What strange bedfellows Schubert and Wagner are when placed side by side in a concert programme! They are poles apart, both as personalities and in their technical strengths – as Daniel Harding and the London Symphony Orchestra showed us at the Barbican when they performed Schubert’s “Unfinished” Symphony alongside the second act of Wagner’s Tristan und Isolde. It is stranger still to think that Schubert was a mere 16 years older than the 200-year-old Wagner. This juxtaposition of mature works by these composers demonstrated clearly just how fast compositional styles developed in the early part of the 19th century.

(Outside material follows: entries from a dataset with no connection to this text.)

PR #6688, opened 2018-09-25
Entity Queue - REVIEW ONLY

migueltarga:


org/Hibachi/HibachiDAO.cfc
```diff
@@ -123,114 +123,19 @@
...
-						}catch(any e){
-							getHibachiScope().logHibachi(e.detail ,true);
-						}
-			    	}
-				}
-		    }
+			// Loop over the modifiedEntities to add updateCalculatedProperties to entity queue
+	    	for(var entity in modifiedEntities){
+	    		if(getService('HibachiService').getEntityHasCalculatedPropertiesByEntityName(entity.getClassName())){
+	    			getHibachiScope().addEntityQueue(entity.getPrimaryIDValue(), entity.getClassName(), 'process#entity.getClassName()#_updateCalculatedProperties');
```
migueltarga: change to addEntityQueueData

org/Hibachi/HibachiScope.cfc
```diff
@@ -423,4 +424,53 @@ component output="false" accessors="true" extends="HibachiTransient" {
 	public boolean function authenticateCollectionPropertyIdentifier(required string crudType, required any collection, required string propertyIdentifier){
 		return getHibachiAuthenticationService().authenticateCollectionPropertyIdentifierCrudByAccount( crudType=arguments.crudType, collection=arguments.collection, propertyIdentifier=arguments.propertyIdentifier, account=getAccount() );
 	}
+	
+	//change name to entityQueueArray
```
migueltarga: remove this comment

org/Hibachi/HibachiDAO.cfc
```diff
@@ -123,114 +123,19 @@
 	    public void function flushORMSession(boolean runCalculatedPropertiesAgain=false) {
 	    	// Initate the first flush
 	    	ormFlush();
+	    	// flush again to persist any changes done during ORM Event handler
+			ormFlush();
```
rmarchandTen24: @migueltarga what is an example of when this becomes an issue? you are referring to the preinsert, preupdate, postinsert,postupdate?

org/Hibachi/HibachiEntityQueueService.cfc
```diff
@@ -1,22 +1,139 @@
...
 
-		//call process from Queued Entity
-		var entityService = getServiceByEntityName( entityName=arguments.entityQueue.getBaseObject() );
-		var processContext = arguments.entityQueue.getProcessMethod();
-		var entity = entityService.invokeMethod( "get#arguments.entityQueue.getBaseObject()#", arguments.entityQueue.getBaseID() );
-		var processData = { '1' = arguments.entity };
-
-		if( arguments.entity.hasProcessObject( processContext ) ){
-			processData['2'] = arguments.entity.getProcessObject( processContext );
+	public void function addQueueHistory(required any entityQueue, required boolean success){
```
rmarchandTen24: @migueltarga I would recommend using sql when it's a bulk process

rmarchandTen24:
@migueltarga I think it's ok to use orm to process a single item however when doing it in bulk we should be using sql otherwise this could impact the systems performance overall

org/Hibachi/Hibachi.cfc
```diff
@@ -1009,12 +1015,37 @@ component extends="framework.one" {
...
+		
+		
+		//Process request entity queue
+		var entityQueueData = getHibachiScope().getEntityQueueData();
+		var entityQueueDataLength = structCount(entityQueueData);
+		if(entityQueueDataLength > 0){
+			
+			var entityQueueArray = [];
+			var currentIndex = 1;
+			var limit = getHibachiScope().setting('globalAllowedOutsideRedirectSites');
```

The chaste purity of the once ubiquitous “Unfinished” Symphony was brought to life in a finely judged performance here. The obscenely melodically rich first movement had just the right balance of poise and angst. The dramatic development section (surely one of the greatest moments in all music) was brought off with taste and passion, so that the dissolve into the first subject’s shimmering strings was a divine moment. Likewise the second movement kept the mood-swings in balance and the “walking pace” tempo was spot on. Though, as it should be, this complex journey was no walk in the park.
After the interval we were thrust into the equally rarefied world of Wagner’s Tristan und Isolde. After the Schubert it felt, at first, almost tawdry – elevated passion with too much flesh on the bone. Overblown orchestral forces and overripe singers blasting out for all they are worth – but once this initial shock subsided it was possible to settle down and just be swept along by what must be one of the most extraordinary love duets in all opera.

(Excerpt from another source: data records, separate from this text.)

PR #6697, opened 2018-10-01
 Include returned orders items in tax calculation report

UltimoTG:
- Returned order items do not have orderfulfillments so doing an `INNER JOIN` on the table excludes them from calculations - changed that to an `LEFT JOIN`.


rmarchandTen24:
https://github.com/ten24/slatwall/pull/6660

However high-minded Wagner’s own libretto is, the music is pure sex. The passage when the lover’s meet alone for the first time, is hysterical and disturbing and after that subsides, the gradual build up towards the coitus interruptus is spellbinding and sensual. By then, all thoughts of Schubert’s lonely and anxious world were long gone.
And this was a performance to confirm the true musical genius of the piece. Harding and the LSO seemed to relish the score from first to last note. One felt that both orchestra and singers could let themselves go, knowing that they didn’t have to pace themselves over three acts.